Asked by Xiumin
Hi! The question is really confusing to me. I can't sketch/visualize the problem. :(
From a given position an observer notes that the angle of elevation of a rock is 47 degrees. After walking 1000 feet towards the rock, up a slope of 32 degrees, he finds the angle of elevation to be 75 degrees. Find the vertical distance of the rock above each point of observation.
From a given position an observer notes that the angle of elevation of a rock is 47 degrees. After walking 1000 feet towards the rock, up a slope of 32 degrees, he finds the angle of elevation to be 75 degrees. Find the vertical distance of the rock above each point of observation.
Answers
Answered by
Steve
Label the two observation points A,B and the rock R.

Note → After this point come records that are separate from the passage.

PR #3236, opened 2026-09-16
Validate promo link URLs

ghostwords:
Following up on #3187


src/js/background.js
```diff
@@ -697,17 +697,24 @@ Badger.prototype = {
...
         }
-      } else {
-        // Remove the review promo from rotation when no review URL was defined
-        popupPromos = popupPromos.filter(promo => promo.text !== "popup_review_pb");
       }
 
+      // validate: remove empty and invalid promos
+      popupPromos = popupPromos.filter(promo => {
+        try {
+          if (promo.url && (new URL(promo.url).protocol) == "https:") {
```
lenacohen, line 711: The code LGTM but I'm wondering why checking the protocol is necessary if all of our review links use the https protocol? 
https://github.com/EFForg/privacybadger/blob/f2cd6c23707422b1d47247816c4557c2b4635939/src/js/constants.js#L47..L50

ghostwords: This is in response to what is probably genAI review feedback from an extension store. So in case of an MITM'd connection no `javascript:` URLs are accepted.

lenacohen: Ah I see!

lenacohen (approved):
LGTM!

PR #3237, opened 2026-09-20
Do not drop a cookie that is named after a cookie attribute

arpitjain099:
`skipAttributes` in `parseCookie` matches an attribute by name alone, wherever it appears. A `Cookie:` request header has no attributes, so a name like `path`, `secure` or `expires` there is an ordinary cookie name, and `hasCookieTracking` drops it:

```
parseCookie("path=abc123def456", {noDecode, skipAttributes, skipNonValues})
  -> {}
```

Nothing is left to measure, so `hasCookieTracking` returns false and `_recordPrevalence` is never reached, which keeps that third party out of the count toward the three-first-parties threshold. The same name as the first pair of a `Set-Cookie` behaves the same way. Any of the seven attribute names works, on both the request and the response side.

Two changes: attributes are only skipped after the first pair, since the cookie itself always comes first, and `_extractCookies` now says whether a header can carry attributes at all so a `Cookie:` header is never filtered that way. `Set-Cookie: abc=123; path=/; HttpOnly` still parses to `{abc: '123'}`.

Added two cases beside the existing SameSite ones. I checked them by running `parseCookie` under node rather than the browser suite; eslint is clean.


ghostwords:
Hello, could you talk about the background behind this pull request? What led you to investigate this? What issues does this fix from a user's perspective?

ghostwords:
Could you also review and respond here to the applicable points under the "Policy Regarding AI-Assisted Contributions" subheading on the [Coding with EFF](https://www.eff.org/about/opportunities/volunteer/coding-with-eff) page?

PR #280, opened 2024-02-19
Add arp inspection and dhcp snooping tests

jboddey:


jboddey:
@jhughesbiot Could you let me know what you think of these test additions and whether you agree on my interpretation of the test requirements from the test plan?

modules/test/conn/python/src/connection_module.py
```diff
@@ -74,6 +74,60 @@ def __init__(self, module):
...
+
+    if no_arp:
+      return None, 'No ARP packets from the device found'
+
+    return True, 'Device uses ARP'
+
+  def _connection_switch_dhcp_snooping(self):
+    LOGGER.info('Running connection.switch.dhcp_snooping')
+
+    disallowed_dhcp_types = [2, 4, 5, 6, 9, 10, 12, 13, 15, 17]
```
jhughesbiot, line 111: This doesn't appear like you are allowing any DHCP traffic from the device which does not match the test requirements.  Not sure what the intention here is for filtering this.

modules/test/conn/python/src/connection_module.py
```diff
@@ -160,6 +214,12 @@ def _connection_single_ip(self):
     else:
       return result, 'Device is using multiple IP addresses'
 
+  def _get_dhcp_type(self, packet):
+    for option in packet[DHCP].options:
+      # message-type, option 3 = DHCPREQUEST
```
jhughesbiot, line 219: Comment appears to be more aligned with the change on line 198 and doesn't fit here.

modules/test/conn/python/src/connection_module.py
jboddey: DHCP snooping is switch functionality to prevent a device from sending DHCP server messages on the network. We cannot add a managed switch with DHCP enabled so instead this test checks that the device does not send those DHCP server messages - pretending to be a switch. The array contains all IDs of the DHCP server messages.

modules/test/conn/python/src/connection_module.py
```diff
@@ -74,6 +74,60 @@ def __init__(self, module):
     # response = self.dhcp1_client.set_dhcp_range('10.10.10.20','10.10.10.30')
     # print("Set Range: " + str(response))
 
+  def _connection_switch_arp_inspection(self):
+    LOGGER.info('Running connection.switch.arp_inspection')
+
+    no_arp = True
+
+    # Read all the pcap files
+    packets = rdpcap(STARTUP_CAPTURE_FILE) + rdpcap(MONITOR_CAPTURE_FILE)
```
jhughesbiot, line 83: Inspecting the startup capture causes false failures because the two DHCP servers will get their own responses from the device with different IP's. 

image

Attempting to just inspect the monitor appears to show similar issues where the ARP who has packets from the dhcp servers during startup appear to propagate, maybe through arp caching into the monitor and still get responses from each IP address.  This may require a more complex process to detect bad ARP packets with the usage of DHCP failover because this does not appear to be a failure of the device.

modules/test/conn/python/src/connection_module.py
```diff
@@ -74,6 +74,60 @@ def __init__(self, module):
...
+        continue
+
+      # Get the ARP packet
+      arp_packet = packet[ARP]
+      no_arp = False
+
+      # Check MAC address matches IP address
+      if (arp_packet.hwsrc != self._device_mac or
+          arp_packet.psrc != self._device_ipv4_addr):
+        return False, 'Device is sending false ARP response'
```
jhughesbiot, line 101: Logic check needs to be updated so that we are checking if the expected IP is being used for the correct mac.  Currently this filters for any ARP that isn't the device mac or IP which isn't correct for arp insepection.

This fixes that and adds some useful logging for failures:
```
      # Check MAC address matches IP address
      if (arp_packet.hwsrc == self._device_mac and
          arp_packet.psrc != self._device_ipv4_addr):
        LOGGER.info(f'Bad ARP packet detected for MAC: {self._device_mac}')
        LOGGER.info(f'ARP packet IP {arp_packet.psrc} does not match {self._device_ipv4_addr}')
        return False, 'Device is sending false ARP response'
```

modules/test/conn/python/src/connection_module.py
jboddey: I'm not sure I'm following, I am not getting any failures when running this test on physical devices even with DHCP failover.

jhughesbiot: I can no longer recreate the failure I was seeing when this was reported.  I can't find any difference between my testing scenario so I'm ok moving forward with this.

PR #286, opened 2024-02-22
Improve dev process

jboddey:


cmd/install
```diff
@@ -16,7 +16,13 @@
 
 echo Installing application dependencies
 
-TESTRUN_DIR=/usr/local/testrun
+if [[ -z "${TESTRUN_DIR}" ]]; then
+  TESTRUN_DIR=/usr/local/testrun
+else
+  TESTRUN_DIR="${TESTRUN_DIR}"
```
jhughesbiot, line 22: else statement unnecessary as it is just setting the same variable with the existing value

bin/testrun
```diff
@@ -22,11 +22,16 @@ fi
...
-cd $TESTRUNPATH
+FILE_PATH=$( cd -- "$( dirname -- "${BASH_SOURCE[0]}" )" &> /dev/null && pwd )
 
-# Create device folder if it doesn't exist
-mkdir -p local/devices
+# Check if Testrun was installed as a package
+if [ $FILE_PATH == "/usr/bin" ] ; then
+  export TESTRUN_PATH="/usr/local/testrun"
+else
+  export TESTRUN_PATH=$( cd -- "$( dirname -- "${BASH_SOURCE[0]}" )" &> /dev/null && pwd )/..
```
jhughesbiot, line 31: This doesn't resolve the root testrun directory as expected, should be updated to:

`export TESTRUN_PATH=$(cd -- "$(dirname -- "${BASH_SOURCE[0]}")"/.. && pwd)`

cmd/install
jboddey: The docs are shortly going to be updated to state installing to a custom directory will require the following command: sudo TESTRUN_DIR=custom/dir cmd/install. This will allow using the package installer and custom directory

bin/testrun
jboddey: Does this not work for you? It works for me currently

jhughesbiot: How are you running testrun?  I run it from the testrun folder with the command sudo bin/testrun which resolves the TESTRUN_PATH incorrectly but the updated code works as expected.

cmd/install
jhughesbiot: Could we make this a command line arg instead?  Something like --install-dir.  This might be a cleaner option and then update this script to accept the args as necessary.

jboddey: I have just added the option for -l to instal locally

bin/testrun
jboddey: sudo bin/testrun is working for me after local install

jboddey: Both methods seem to work. I have used your suggestion in case that solves any issues on your end.

jhughesbiot (approved):

PR #293, opened 2024-02-23
Prevent a module from failing

jboddey:


jboddey:
This is going to be released in a hotfix

PR #305, opened 2024-03-01
Set test status to Error for In-Progress tests when cancelling Testrun

jboddey:


jhughesbiot:
Works as expected but is "error" the best descriptive state for this type of action?  Should it be stopped, killed or interrupted?

jboddey:
We have gone with Error for now as this is supported on the UI, other statuses wouldn't be rendered correctly. If we decide that stopped/killed etc is the better choice we will add support for this in the UI at a later date.

KrystsinaT (commented):
Verified. The test status "Error" is returned  for tests which were not completed while cancelling the test attempt.

jhughesbiot (approved):

PR #306, opened 2024-03-01
Adds version analytics event

sofyakurilova:


modules/ui/src/app/components/version/version.component.spec.ts
```diff
@@ -29,7 +29,7 @@ import { MatDialogRef } from '@angular/material/dialog';
 import { DeviceFormComponent } from '../../pages/devices/components/device-form/device-form.component';
 import { ConsentDialogComponent } from './consent-dialog/consent-dialog.component';
 
-describe('VersionComponent', () => {
+fdescribe('VersionComponent', () => {
```
OlgaMardvilko, line 32: Please change back to `describe`

OlgaMardvilko (changes requested):

PR #313, opened 2024-03-07
327161779: (fix) change get status with finished data to display a proper status on status bar

OlgaMardvilko:
### Overview

**Ticket:** 327161779
**fix:** change get status with finished data to display a proper status on status bar

### Screenshots after changes (with finished property of data)

image

image

image

### Screenshots before changes (with finished property of data)

image

image

image

image

### DIFF
--- a/modules/ui/src/app/pages/testrun/components/progress-status-card/progress-status-card.component.spec.ts
+++ b/modules/ui/src/app/pages/testrun/components/progress-status-card/progress-status-card.component.spec.ts
@@ -171,6 +171,17 @@ describe('ProgressStatusCardComponent', () => {
 
         expect(result).toEqual(expectedResult);
       });
+
+      it('should return test status "Monitoring" if finished with status "Monitoring"', () => {
+        const MOCK_MONITORING_FINISHED_DATA = {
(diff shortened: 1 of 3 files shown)


jboddey:
I'm not sure the changes have quite fixed the issue.

What has caused the below scenario to occur?
image

With the below image, the test status should say 'Cancelling' (if the cancel button has just been pressed)
image

And with this image, should it not say Incomplete instead of Complete?
image

OlgaMardvilko:
> I'm not sure the changes have quite fixed the issue.
> 
> What has caused the below scenario to occur? image
> 
> With the below image, the test status should say 'Cancelling' (if the cancel button has just been pressed) image
> 
> And with this image, should it not say Incomplete instead of Complete? image

Hi @jboddey 
There is the ticket where the problem is described: 327161779

In short, we previous used the logic that define the Test status value based on the finished property of data (Complete = has finished value). But, in the bug you can see some cases where we have this finished value, but statuses related more to progressing.
So, to be more accurate on UI we decided to fix it on UI as well. 
If you have more questions, let discuss.

jboddey (approved):

PR #314, opened 2024-03-07
Improve design for module pages

jboddey:


jboddey:
I have attached the new design: 
[report.pdf](https://github.com/google/testrun/files/14536504/report.pdf)

jhughesbiot:
Why is the nmap module referred to services?

jhughesbiot (approved):

jboddey:
> Why is the nmap module referred to services?

nmap will probably not mean a lot to users of Testrun, services is also the name used in the test plan

PR #320, opened 2024-03-11
Fix report removal from session

jboddey:


jhughesbiot:
Why delete this function?  Why not just change the default behavior to only cleanup if a max is set?

jboddey:
I'm just cautious that we have set a default limit in the config so a lot of users will have one set without knowing. This is a temporary fix until we can think of a better solution if needed. The current issue we have is that deleted reports still show up in the UI until Testrun is restarted so a bug is caused on the UI.

jhughesbiot (approved):

PR #326, opened 2024-03-13
Merge dev into main (Release v1.2)

jboddey:


modules/test/base/base.Dockerfile
```diff
@@ -50,8 +50,12 @@ ARG CONTAINER_PROTO_DIR=testrun/python/src/grpc_server/proto
 COPY $NET_MODULE_DIR/dhcp-1/$NET_MODULE_PROTO_DIR $CONTAINER_PROTO_DIR/dhcp1/
 COPY $NET_MODULE_DIR/dhcp-2/$NET_MODULE_PROTO_DIR $CONTAINER_PROTO_DIR/dhcp2/
 
+# Copy the cached version of oui.txt incase the download fails
+RUN mkdir -p /usr/local/etc
+COPY $MODULE_DIR/usr/local/etc/oui.txt /usr/local/etc/oui.txt
+
 # Update the oui.txt file from ieee
-RUN wget https://standards-oui.ieee.org/oui/oui.txt -P /usr/local/etc/
+RUN wget https://standards-oui.ieee.org/oui/oui.txt -O -P /usr/local/etc/ || echo "Unable to update the MAC OUI database"
```
jhughesbiot, line 58: Bad parameter -O added which breaks the oui.txt download causing oui test to fail.  Need to remove it

jhughesbiot: Cached file should also be updated as this wouldn't have been noticed if the cache file was up to date.

jhughesbiot: Check your build logs, you should see that the download failed to write the file and is using the cache.  You won't see the failure if you happen to be using a device within the cached file which is out of date.

jhughesbiot: https://github.com/google/testrun/pull/365

modules/test/tls/python/requirements.txt
```diff
@@ -1,2 +1,4 @@
 cryptography
-pyOpenSSL
\ No newline at end of file
+pyOpenSSL
+pyshark
+requests
```
jhughesbiot, line 4: Need to pin requirements for tls module.  Package updates can cause python crash if they get out of sync.
https://github.com/google/testrun/pull/366

travellingmonk (approved):

jhughesbiot (approved):

PR #329, opened 2024-03-13
Fix style for helperbird

sofyakurilova:
After changes
4Lpen3dy8X9vGBF

C9ky3sax4ob4hcg

8bwaRfJC9mCRUe2

9PEtecotRLWFWga


modules/ui/src/styles.scss
```diff
@@ -247,3 +247,21 @@ body:has(app-callout .info):has(app-callout .error)
     opacity: var(--mat-text-button-focus-state-layer-opacity);
   }
 }
+
+.device-item-with-actions[class*='helperbird'],
+.progress-card[class*='helperbird'] {
+  width: max-content !important;
```
OlgaMardvilko, line 253: I am not sure if it a right way to fix the issues with different type of fonts that people can choose and configure. The class `class*='helperbird'` only the class that one tools set to check it.

Issue #317, opened 2024-03-07
TLS client gives non-compliant if endpoint cannot be reached


jboddey:
**Describe the bug**
The TLS client test returns a non-compliant result if the device attempts to reach a device securely on port 443 but the device is not reachable. This is because no TLS handshake can occur, and only outbound tcp packets are seen.

**To Reproduce**
1. Configure device to communicate with a fake external web service on port 443
2. Run TLS module

**Expected behavior**
The test module should check if the outbound connection was successful

**Error logs**
[If applicable, provide a log from https://gist.github.com/](https://gist.github.com/jboddey/ed6f808c1339d6a58f32b9448348c937)
![image](https://github.com/google/testrun/assets/7399056/8863363e-e667-4246-a2d8-efd83f6c8365)

jhughesbiot:
I can't confirm the issue based on that capture file.  Even if a handshake wasn't completed, it would still have a client hello packet somewhere if it was a TLS connection.  Port 443 alone doesn't mean anything, it's just a default port.  Is this scenario described, how was the device setup to make a TLS connection to this fake server?

jboddey:
The protocol found was LON/IP. The TLS module only check for connections to the devices subnet locally which is why it has received a non-compliant.

jboddey:
This has been resolved in dev. Will be released in v1.2 next week.

PR #352, opened 2024-03-25
Add private ip subnet filter for non-tls traffic

jhughesbiot:
Allows all unencrypted traffic to private subnets initiated from the device.  Attempts to address https://github.com/google/testrun/issues/317


jboddey (approved):
Tested and working

PR #1652, opened 2024-10-19
fix(azkv): handle whitespace in Azure Key Vault URLs

sEpt0r:
### Problem:

The Azure Key Vault key parser would fail when URLs contained leading or trailing whitespace, which commonly occurs when using YAML Block Scalar syntax.

```yaml
creation_rules:
  - azure_keyvault: >-
      https://test.vault.azure.net/keys/test-key/a2a690a4fcc04166b739da342a912c90,
      https://test2.vault.azure.net/keys/another-test-key/cf0021e8b743453bae758e7fbf71b60e
```

This resulted in the error:

```bash
could not parse " https://test2.vault.azure.net/keys/another-test-key/cf0021e8b743453bae758e7fbf71b60e" into a valid Azure Key Vault MasterKey
```

### Fix:

- Added `strings.TrimSpace()` to clean the URL before parsing in `NewMasterKeyFromURL()`
- Added test case to verify handling of URLs with leading/trailing spaces

### DIFF
--- a/azkv/keysource.go
+++ b/azkv/keysource.go
@@ -76,6 +76,7 @@ func NewMasterKey(vaultURL string, keyName string, keyVersion string) *MasterKey
 // NewMasterKeyFromURL takes an Azure Key Vault key URL, and returns a new
 // MasterKey. The URL format is {vaultUrl}/keys/{keyName}/{keyVersion}.
 func NewMasterKeyFromURL(url string) (*MasterKey, error) {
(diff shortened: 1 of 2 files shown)


felixfontein (approved):
Thanks for your contribution!

Sorry for missing it on Saturday, I only noticed it now that you created the issue.

felixfontein:
@sEpt0r thanks for your contribution!

PR #1675, opened 2024-11-15
Add a clue for editors under "sops edit"

rsrchboy:
Sometimes there are things we'd prefer our editors do differently when editing files with secrets in them: different configuration, disable certain plugins, etc.  This change sets a clue in the launched editor's environment that can be used to easily and trivially determine if the editor was launched by `sops edit`.

### DIFF
--- a/cmd/sops/edit.go
+++ b/cmd/sops/edit.go
@@ -265,6 +265,7 @@ func runEditor(path string) error {
 	cmd.Stdin = os.Stdin
 	cmd.Stdout = os.Stdout
 	cmd.Stderr = os.Stderr
+	cmd.Env = append(cmd.Environ(), "SOPS_IS_EDITING=true")
 	return cmd.Run()
 }
 


rsrchboy:
Correct me if I'm wrong, but the `SOPS_EDITOR` variable introduced in #1611 is set by the user, not `sops` itself, right?  If that's the case, there's two problems for trying to use it in this PR's use case:

1. We cannot depend on `SOPS_EDITOR` always being set for editors invoked by `sops`, and
2. We cannot depend that `SOPS_EDITOR` being set means we're actually being run under `sops`, as it is the sort of thing likely to be set in one's '~/.bashrc` / `~/.zshrc` / etc.

`SOPS_EDITOR` in #1611 is not a solution to the problem being addressed by this PR: providing an unambiguous, reliable clue that we're in an editor launched by `sops edit`.  These two PRs solve _different_ problems.

felixfontein:
Well, other programs can also set `SOPS_IS_EDITING` to `true`, so I don't see how the solution from this PR is better than the solution from the other PR for this problem.

rsrchboy:
> Well, other programs can also set `SOPS_IS_EDITING` to `true`, so I don't see how the solution from this PR is better than the solution from the other PR for this problem.

Because the work in the other PR is not a solution to this problem.

Nothing we do here can control other programs setting env variables.  What we can control is ensuring a specific var will always be set in the editor's environment, for editors launched by `sops edit`.  AFAICT #1611 does not do that with any var.

felixfontein:
You use #1611 by pointing `SOPS_EDITOR` to a script that sets whatever env variable you need and then launches your editor. Then you have what this PR does in a way more general form.

Which editor is used and how that editor is configured is highly system dependent (and thus perfectly suited for system-wide or user-wide env variables). If you can control the use of `SOPS_IS_EDITING`, you can also control setting `SOPS_EDITOR`.

rsrchboy:
> You use #1611 by pointing `SOPS_EDITOR` to a script that sets whatever env variable you need and then launches your editor. Then you have what this PR does in a way more general form.

Ah, I see what you're saying now.  Using `SOPS_EDITOR` to work around this problem is certainly feasible, but doesn't feel quite right, in a way I'm going to have to think about in order to be able to articulate.  (Likely that with this PR I'd be depending on something I know `sops` would set and could just handle it entirely in my `.vimrc`.)

nicklasfrahm:
@rsrchboy I've tested this using VS code, because I am not sure which editor you use. Would this not work?

```shell
export EDITOR="code -n --disable-extensions --wait"
sops example.txt
```

felixfontein:
Closing since this is basically covered by `SOPS_EDITOR`. Thanks for your contribution.

PR #1679, opened 2024-11-19
Allow SOPS to use custom AWS KMS and STS Endpoint

anandavj:
There's case when I have custom endpoint for my AWS service, with this changes I could specify STS and KMS endpoint for my AWS service
Example usage:
```
creation_rules:
  - kms: "kms-arn"
    aws_profile: "default"
    aws_kms_endpoint: "https://kms.us-west-1.customawsendpoint.com"
    aws_sts_endpoint: "https://sts.us-west-1.customawsendpoint.com"
```


keyservice/keyservice.pb.go
felixfontein, line 1: This file is automatically generated, you should not manually modify it, but instead modify the protobuf definition and re-generate it. Right now protobuf regeneration doesn't work (see #1576) though, but I hope that will get fixed soon.

felixfontein (commented):
Thanks for your contribution! I can't really comment on the AWS specific things, but as a general note, it looks like you should use gofmt to reformat the changes you made.

anandavj:
> Thanks for your contribution! I can't really comment on the AWS specific things, but as a general note, it looks like you should use gofmt to reformat the changes you made.

Thanks for the note, I've ran `gofmt` and it should be good now

anandavj:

Drop a vertical from R and draw horizontals from A,B to intersect it at M,N. So, AM and BN are horizontal lines.
Let RN intersect the slope at P.
Drop a vertical from B to intersect AM at C.
We want the distances RN and RM
RN/BN = tan 75°
RM/AM = tan 32°
AM = BN + 1000 cos47°
RM = RN + 1000 sin47°
That should get you started. Let us know how things go.
Drop a vertical from R and draw horizontals from A,B to intersect it at M,N. So, AM and BN are horizontal lines.
Let RN intersect the slope at P.
Drop a vertical from B to intersect AM at C.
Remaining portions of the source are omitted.